Scrittura: una mistica dell’altro

La scrittura e la parola come apertura al mondo nel suo trascendimento, sono una ricerca e movimento che si orienta verso una totalità misteriosa, un luogo dove tutto converge ed irradia e per questo rivela in Jon Fosse una sensibilità mistica, una perdita della parola nel silenzio della scrittura ed il suo ritrovamento nella lettura.

«Quando scrivo, scrivo sempre in direzione di una totalità che immagino esistere in un luogo, come qualcosa di assolutamente determinato, e qualsiasi cosa io scriva, qualunque periodo, anche una parte un po’ più estesa, qualsiasi cosa, è una ricerca della totalità di cui non ho in anticipo conoscenza alcuna, trattandosi di una totalità verso cui mi oriento scrivendo» (Saggi gnostici, Cue press, Imola 2018, 56).

E ancora, sempre nei saggi si legge: «Alcune delle mie esperienze più profonde possono, come ho compreso a poco a poco, essere definite esperienze mistiche. E queste esperienze mistiche sono connesse alla scrittura come un «essere consegnato all’altro e nelle mani di quel ch’è altro» (ivi, 25).

Scrittura: un atto musicale

Jon Fosse ritrae insieme ai paesaggi della sua terra − i monti, la nebbia e la trasparenza del vento, l’azzurro dei fiordi − anche il mattino e la sera dell’esistenza, il nascere e il morire, morte e vita, il credere e il non credere e il provare a credere di nuovo.

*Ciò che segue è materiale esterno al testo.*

PR #3595, opened 2020-07-04
Finalize the ChangeLog

PaulWessel:
To include the latest, plus some spellings.  @seisman, did you want to expand on teh seis entry or are you OK with what I put?


seisman:
> did you want to expand on teh seis entry or are you OK with what I put?

I think it's OK. Most changes in seis are just bug fixes.

PR #3596, opened 2020-07-05
Let gdal_open know about and apply cache dir

PaulWessel:
Since some files passed to GDAL has a leading driver: we need to insert the cach dir in-between the driver and the filename.  This is unique to files that must be read via GDAL this way. This allows a remote file to be used in test WL_example_3.sh.

WIP for now since only being merged after tag and creation of a 6.1 branch.


seisman:
We probably need to create the 6.1 branch and merge this PR into 6.1 since it's a bug-fix PR.

PaulWessel:
Yes, I agree.  I was going to wait until we wrap up and set the 6.1.0 tag first.

PR #3599, opened 2020-07-05
Update gmt_mb.h

PaulWessel:
The gmt function _gmt_get_cpt_ dropped its 7th argument for 6.1 and that affects the _gmt_get_cpt_ macro used in MB-System.

Oddly, the previous version of this include file had #ifdef checks on the GMT version, but that is pointless since the GMT version is what it is.  Any check would need to be for MB version.


PaulWessel:
Should have said, tested with MB-System master and MB-System-5.7.5.

PR #3605, opened 2020-07-06
Honor the colon switch for external data

### LINKED ISSUE #3289: gmtinfo -C -: gives wrong result from externals
Without -C it behaves well

```
julia> gmtinfo("", [1 10;2 20])
 "<matrix memory>: N = 2\t<1/2>\t<10/20>"


julia> gmtinfo("-:", [1 10;2 20])
 "<matrix memory>: N = 2\t<10/20>\t<1/2>"
```
but with it, no

```
julia> gmtinfo("-C", [1 10;2 20])
 1.0  2.0  10.0  20.0


julia> gmtinfo("-C -:", [1 10;2 20])
 20.0  10.0  1.0  2.0                           # Should be 10.0 20.0 1.0 2.0
```

PaulWessel:

When we use **-:** we basically set both **-:i** and **-:o**.  With file i/o this works fine.  With externals there were several issues (#3289 ):

1. When we read data from externals we either get a dataset, a matrix, or vectors.  We then build a dataset.  For these paths, there were no check on **-:i**.  I have added that.
2. When we write to externals from an internal dataset we either write a dataset, a matrix, or a vector.  Each of those cases needed a check for **-:o**.
3. Some modules do rec-by-rec i/o and go via a different path entirely.  I have similarly added **-:** checks on i/o for those pathways that did not check.

I think that corrects all these issues and closes #3289.

### DIFF
--- a/src/gmt_api.c
+++ b/src/gmt_api.c
@@ -3829,6 +3829,21 @@ GMT_LOCAL void gmtapi_increment_d (struct GMT_DATASET *D_obj, uint64_t n_rows, u
 	D_obj->n_tables++;	/* Since we just read one table */
 }
 
+GMT_LOCAL void gmtapi_switch_cols (struct GMT_CTRL *GMT, struct GMT_DATASET *D, unsigned int direction) {
+	uint64_t tbl, seg;
+	struct GMT_DATASEGMENT *S = NULL;
+
+	/* Implements the effect of -: when we are not writing to file */
+
+	if (D->n_columns < 2 || !GMT->current.setting.io_lonlat_toggle[direction]) return;	/* Nothing to do */
+	for (tbl = 0; tbl < D->n_tables; tbl++) {
+		for (seg = 0; seg < D->table[tbl]->n_segments; seg++) {
+			S = D->table[tbl]->segment[seg];
+			gmt_M_doublep_swap (S->data[GMT_X], S->data[GMT_Y]);
+		}
+	}
+}
+
 /*! . */
 GMT_LOCAL struct GMT_DATASET * gmtapi_import_dataset (struct GMTAPI_CTRL *API, int object_ID, unsigned int mode) {
 	/* Does the actual work of loading in the entire virtual data set (possibly via many sources)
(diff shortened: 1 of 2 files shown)


PaulWessel:
Just to document the fix and possibly have @seisman approve and/or test from PyGMT; this is Matlab:

```
>> D = gmt ('read -Td t.txt');
>> D.data

ans =

     1    10
     2    20
```

First we do **-:** which is short for both **-:i** and **-:o** so we read, toggle, processes, then toggle, write.  Except for **gmtinfo** **-C** where toggle on output gets deactivated when **-C** is used (#3604).  Below I test file, dataset (D), and matrix (D.data).  Note gmt info uses rec-by-rec while convert uses _GMT_Read_Data_, so exercises different parts of the API.

```
>> X = gmt ('info -: -C t.txt');
>> X.data

ans =

    10    20     1     2

>> X = gmt ('info -: -C', D);   
>> X.data                    

ans =

    10    20     1     2

>> X = gmt ('info -: -C', D.data);
>> X.data                         

ans =

    10    20     1     2
```

Now do convert.  The output should get double-toggled and give the same as input.

```
>> X = gmt ('convert', '-: t.txt');
>> X.data

ans =

     1    10
     2    20

>> X = gmt ('convert', '-:', D);   
>> X.data                       

ans =

     1    10
     2    20

>> X = gmt ('convert', '-:', D.data);
>> X.data                            

ans =

     1    10
     2    20
```

Then just toggle on input, so output remains toggled.

```
>> X = gmt ('convert', '-:i t.txt'); 
>> X.data                           

ans =

    10     1
    20     2

>> X = gmt ('convert', '-:i', D);    
>> X.data                        

ans =

    10     1
    20     2

>> X = gmt ('convert', '-:i', D.data);
>> X.data                             

ans =

    10     1
    20     2

```

Now for output:

```
>> X = gmt ('convert', '-:o t.txt');
>> X.data

ans =

    10     1
    20     2

>> X = gmt ('convert', '-:o', D);   
>> X.data                        

ans =

    10     1
    20     2

>> X = gmt ('convert', '-:o', D.data);
>> X.data                             

ans =

    10     1
    20     2
```

PR #3606, opened 2020-07-06
Let build-release always run the gs_check.sh script

PaulWessel:
Right now, a human error could let us forget to check if gs works well and be included in the macOS bundle.  This PR always runs the test and quits if there is a failure.


seisman:
Merge in 6.1 branch?

Issue #3609, opened 2020-07-06
GMT should not download the gmt_data_server.txt file if no remote files are used


seisman:
Every gmt command checks if `gmt_data_server.txt` and `gmt_hash_server.txt` exist locally. If not, GMT will download these two files from the GMT data server. GMT command also checks if these two files are older than 24 hours and try to refresh them if they are. It works well for users with good internet connections and users without internet connections.

However, it's a terrible experience for users who have very slow internet connections or work with intranet (intranet has network connections but can't visit external websites). Every time they run a gmt command, they need to wait for the timeout of the GMT server (~30 s). They won't understand why GMT is so slow, since the timeout message is not shown unless **-Vi** is used. Even **-Vi** is used, they may still be confused why GMT tries to download the two files even though they don't use any remote files like `@earth_relief_01d`.

IMHO, it's not a good design to let gmt check and download the two files every time. A better behavior is only try to download the two files if remote files are needed.

PaulWessel:
Agreed.  I will see where to implement a just-in-time solution.

PaulWessel:
Right now we call _gmtlib_refresh_server_ during the start of every session (so for most uses, this means every time a module is run, regardless of what the module actually does or if remote files are even requested).  I think this might work well:

1. Move that call to the top of _gmt_download_file_if_not_found_.  That is the function that determines if a requested file will need to be downloaded so we could do a just-in-time call to _gmtlib_refresh_server_.  There may be several calls to _gmt_download_file_if_not_found_ in that one session but it does not matter since once we do it once we set a bool flag so the function returns immediately if called again.
2. We would also need to call it explicitly when running **gmtget** **-D**.

Think this will cover all bases, @seisman?

seisman:
1. As I understand it, *gmt_download_file_if_not_found* function also deals with other URLs (not GMT remote files). Ideally, GMT should call *gmtlib_refresh_server* only if a remote file `@xxx` is requested, but I'm OK with it as downloading any files (GMT remote files or other URLs) needs good internet connections.

2. I'm not sure if my understanding of *gmt_download_file_if_not_found* is correct. If a file already exists locally, this function will do nothing, right? Does it mean that if I already have earth_relief_01d_p.grd locally, it will never refresh the server files, so the local earth_relief_01d_p.grd won't be updated?

PaulWessel:
[...]

PR #3616, opened 2020-07-06
Try to refresh only when remote files are requested

PaulWessel:

See #3609 for background.  This PR examines the option arguments in gmt_init_module, before any parsing happens, and if it finds an argument starting with @ or an argument containing a @ that is not inside quotes, it errs on the side of caution and refreshes the server (once).

All tests pass for me.  We consider this a but (excessive checking) so goes into 6.1.


seisman:
Looks good, but only have time testing it in next few days.

Issue #3615, opened 2020-07-06
psrose (rose) cannot make plots without frames


tianzeliu:
I just found that `psrose (rose)` cannot make plots with frames. Even when I use the option -B+n it still plots a circular frame.

PaulWessel:
It seems reasonable that **rose** should follow the same defaults as other maps.  Historically, it is doing its own frame plotting so that is why this issue appeared.  I think we want this behavior:

1. **-B+n**.  No circular frame, gridlines, or WESN labels.  Just the sector plotting should show.
2. **-B**0.  This should just draw the outline of the frame (circle or half-circle)
3. Default (no **-B** given):  Should be the same as **-B+n** I think.  Nobody expects a basemap in grdcontour if no -B is given either.

Current, no **-B** gives this interesting plot:

![map](https://user-images.githubusercontent.com/26473567/86668334-3e515400-bf8e-11ea-829a-bc6e7a053302.png)

Any objections to this plan, @GenericMappingTools/core ?

PaulWessel:
The code clearly has an automatic mode where it turns on part of the machinery but not the circle or radial grids, for instance, only azimuthal.

PaulWessel:
Apart from the clear goals above, I am finding other problems in **rose**.  In our _gallery.sh_ test script we have a typo regarding gridline intervals in azimuth: `-Byg190`, all the other places we use -`Byg90`, so a "1" slipped in.  But it does not matter since **psrose** simply _overrides_ that with a 30 degree selection if you did not specify an _annotation_ interval (never mind we do not annotate anyway except for the W,E,S,N labels).  So this is another bug: Ignoring the users gridline specification.  I know **rose** is old and has some quirks, but no other program automatically draws gridlines, so I think we must declare this a bug and fix it.  The goal must be for **-B** to work the same across the suite.  I assume @seisman agrees with this stand, yes?

seisman:
Yes, sounds reasonable to me.

PaulWessel:
Fixed by #3618.

PR #3618, opened 2020-07-07
Numerous bugs fixed in psrose

PaulWessel:

This PR started out by addressing #3615 which was an easy fix.  However, it became clear that **psrose -B** was violating most rules about base frames:

1. With no **-B** there should be no frame
2. With **-Bafg** or any of them, we should automatically estimate an interval.
3. The w/e/s/n labels should become -90/90 or 0/180 if half-circle.

Now, giving no **-B**, or **-B+n**, results in no frame, like all other modules with **-B**.  However, the -Bauto was interesting.  We had a hard-wired setting in **rose** that make this setting 30 degrees for all plot, no matter what size. This happen even if you actually specified a separate grid-interval like **-Bg**90.  Several tests used **-Bg**90 but were overruled to basically do **-Bg**30.  Once this hard-wired case was removed it became clear that the auto-interval was garbage. This is because internally, the polar projection switches to a square Cartesian one and hence the 0/360 angles are gone, yielding silly auto-intervals for azimuth.  OK, so we clearly had to overrule those in the module if auto-intervals were set. After that, I tried **-R**-90/90 with annotations and that actually crashed with SEGV, because we were trying to printf to Ctrl-L.w which once upon a time was a string but is now a pointer, and it was NULL.  So fixing that, and clarifying the man pages in several pages.  Some of the test scripts needed updates as there were typos in **-By** that not cause problems due to the other bugs.  A handful of PS originals had to be updated.  However, now **psrose -B** should behave like we expect.

### DIFF
--- a/doc/rst/source/psrose.rst
+++ b/doc/rst/source/psrose.rst
@@ -24,7 +24,7 @@ Synopsis
 [ |-M|\ *parameters* ]
 [ |-O| ] [ |-P| ]
 [ |-Q|\ *alpha* ]
-[ |-R|\ *r0*/*r1*/*az_0*/*az_1* ]
+[ |-R|\ *r0*/*r1*/*az0*/*az1* ]
 [ |-S| ]
 [ |-T| ]
 [ |SYN_OPT-U| ]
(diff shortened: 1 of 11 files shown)


PaulWessel:
Closes #3615.

PaulWessel:
Hi @dongdong, this one has been stuck all night in tests I think.  Shall I squash and merge?

seisman:
Yes, OK to merge.

PR #3622, opened 2020-07-07
Reset GMT->parent->cache otherwise julia would breake when reading images

joa-quim:
To prevent the side effects of #3596 that caused a [regression ](https://github.com/GenericMappingTools/GMT.jl/issues/389)in Julia


seisman:
@joa-quim You're merging master commits into 6.1 branch.

PaulWessel:
Same here with @joa-quim.  it is a tiny change so you can delete this PR and add that line to a 6.1 branch.

PR #5204, opened 2021-05-09
Better defense against filenames with spaces

### LINKED ISSUE #5119: grdimage: Use of grid names with space and -I+d
See example below.
The initial call to ``grdimage`` works fine due to the file name being contained within ``'`` or ``"``. The subsequent call to ``grdgradient`` apparently does not do this, and the file is not found. 

```
gmt grdcut -RNO @earth_relief_10m -G"stupid file name.nc"
gmt grdimage 'stupid file name.nc'
gmt grdimage 'stupid file name.nc' -pdf f -I+d
grdgradient [ERROR]: Cannot find file stupid
```

PaulWessel:

Some users, for whatever reason, end up creating or passing filenames that contain spaces.  This means they need to use quotes when passing these on the command line to GMT.  However, many GMT modules will create commands that involve these input file names and call _GMT_Call_Module_.  However, the filenames now have lost their quotes and the commands fail.  This PR makes an attempt to fix this:

1. Before a module calls _GMT_Call_Module_ with a filename, that filename is run via _gmt_filename_set_ which will replace any space with ASCII 29.
2. The _GMT_File_Path_ function now always does the reverse, replacing any ASCII 29 found with spaces
3. _spotter_init_ does the same thing in the spotter supplement.

Closes #5119 when we merge after 6.2.0 release, hence WIP.

### DIFF
--- a/src/gmt_api.c
+++ b/src/gmt_api.c
@@ -15145,6 +15145,8 @@ int GMT_Get_FilePath (void *V_API, unsigned int family, unsigned int direction, 
 
 	if ((mode & GMT_FILE_CHECK) == 0) gmt_set_unspecified_remote_registration (API, file_ptr);	/* Complete remote filenames without registration information */
 
+	gmt_filename_get (file);	/* Replace any ASCII 29 with spaces (if filename had spaces they may now be ASCII 29) */
+
 	switch (family) {
 		case GMT_IS_GRID:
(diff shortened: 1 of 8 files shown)


anbj (approved):
Tested, and works!

PaulWessel:
Wonder if we should add this before releasing rc2 since it is in fact a bug fix, no?

seisman:
> Wonder if we should add this before releasing rc2 since it is in fact a bug fix, no?

Yes to me.

PR #5231, opened 2021-05-18
Fix bug in project with -N and update docs

meghanrjones:

This PR fixes a bug in project reported in [this forum post](https://forum.generic-mapping-tools.org/t/using-project-in-cartesian-coordinate/1680/12). A minimal example to reproduce the bug is:
```
echo "0 0" | gmt project -C-10/0 -E10/0 -N -Fxypq
```
where the expected result is
```
0 0 10 0
```
and the actual result is
```
0	0	6.12323399574e-16	10
```

`test/project/cartesian.sh` fails with this PR, so still need to 1) confirm whether the original test result was in error and 2) update the test or revise bug fix.

Fixes #

**Reminders**

### DIFF
--- a/doc/rst/source/project.rst
+++ b/doc/rst/source/project.rst
@@ -15,11 +15,11 @@ Synopsis
 **gmt project** [ *table* ] |-C|\ *cx*/*cy* [ |-A|\ *azimuth* ]
 [ |-E|\ *bx*/*by* ] [ |-F|\ *flags* ]
 [ |-G|\ *dist*\ [/*colat*][**+c**\|\ **h**] ]
-[ |-L|\ [**w**\|\ *l\_min*/*l\_max*] ]
+[ |-L|\ [**w**\|\ *lmin*/*lmax*] ]
 [ |-N| ] [ |-Q| ] [ |-S| ]
 [ |-T|\ *px*/*py* ]
 [ |SYN_OPT-V| ]
-[ |-W|\ *w\_min*/*w\_max* ]
+[ |-W|\ *wmin*/*wmax* ]
 [ |-Z|\ *major*/*minor*/*azimuth*\ [**+e**\|\ **n**] ]
 [ |SYN_OPT-b| ]
 [ |SYN_OPT-d| ]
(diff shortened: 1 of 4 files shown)


PaulWessel:
Boy, it is hard on the brain to check but what is _poorly documented_ is that the **-A**_azimuth_ sets the direction of the positive p-axis [so _azimuth_ = 90 degrees is _p=x_ and _q=y_].  So 

```
echo 1 0 | gmt project -N -C0/0 -A90   
1	0	1	0	1	0
```

is good because _p_ aligns with _x_ and we get the same output as input.  Doing other multiples of 90 degrees, including 0 (which is a 90-degree CCW rotation then, gives the expected values.  So I think this is the correct fix, and we need to fix the cartesian.sh which places the "P" text at the negative (opposite) end of the _p_-axis and has the _q_-arrow and label on the wrong side.  The _p_-arrow is in the right place though.  The values look correct as far as I can tell.

meghanrjones:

Nei personaggi cerca non solo l’oltre, ma lo sprofondo, ciò che vi è di più intimo e oscuro. Entra nei grovigli, nelle fragilità e resistenze della loro interiorità e sintonizza il linguaggio e le parole come una musica che si adatta di volta in volta al loro spartito d’esistenza vissuta in quel determinato momento.

Esse declinano il ritmo delle loro interiorità che fa vibrare, intensificare anche quella di chi legge: una lettura difficile quella di Fosse, perché ti costringe a corrispondere alle variazioni e ai sussulti del ritmo, delle sue parole quasi come note.

In un’intervista dice: «Le mie prime esperienze con la scrittura risalgono a quando, ragazzo, ho iniziato a scrivere testi per le melodie che componevo con la chitarra. A quel tempo per me la musica era l’elemento più importante, ma anche oggi, scrivere per me rimane comunque un atto musicale, in fondo, e questo vale sia che io scriva poesia, prosa o drammi» (Teatro, Editoria & Spettacolo, Spoleto (PG) 2006, XIII).

Il trascendente si cela nella scrittura

Tra i fiordi delle sue parole e i silenzi, le pause, i ricominciamenti vi si trova non solo trascendenza della parola ma ricerca del trascendente, che il più delle volte è nascosto tra i vuoti, i silenzi delle parole e nelle innumerevoli ripetizioni che rallentano ma non fermano il movimento della scrittura.

Nella letteratura patristica il simbolo della barca è molto frequente: e il gesto di Gesù di salire sulla barca è detto con l’espressione “salire sul legno” l’equivalente di salire sulla croce. Ecco allora

Il dio morto
vedo un occhio in fiore
posarsi sul fiordo, una mano
tiene aperta una finestra: un vento
da un oblio
dice nella sua foschia azzurra
che c’è ancora un verde possibile
dietro ciò che chiamiamo vita e morte                     Sulla croce Dio
ha terminato la sua vita
e le nostre vite furono terminate                              Sulla croce Dio è
morto
Sulla croce è morta la vita
morta la morte Un verde trasparente
si diffonde dal dio morto
come una foschia azzurra
di vita trasformata in morte
(ivi, 121).

Profondamente credente, a modo suo, Fosse è passato in anni recenti dal protestantesimo – nella Chiesa luterana di Norvegia – al cattolicesimo. Una volta si lasciò sfuggire che la letteratura non solo era per lui un dono, anzi una grazia, ma pure una preghiera.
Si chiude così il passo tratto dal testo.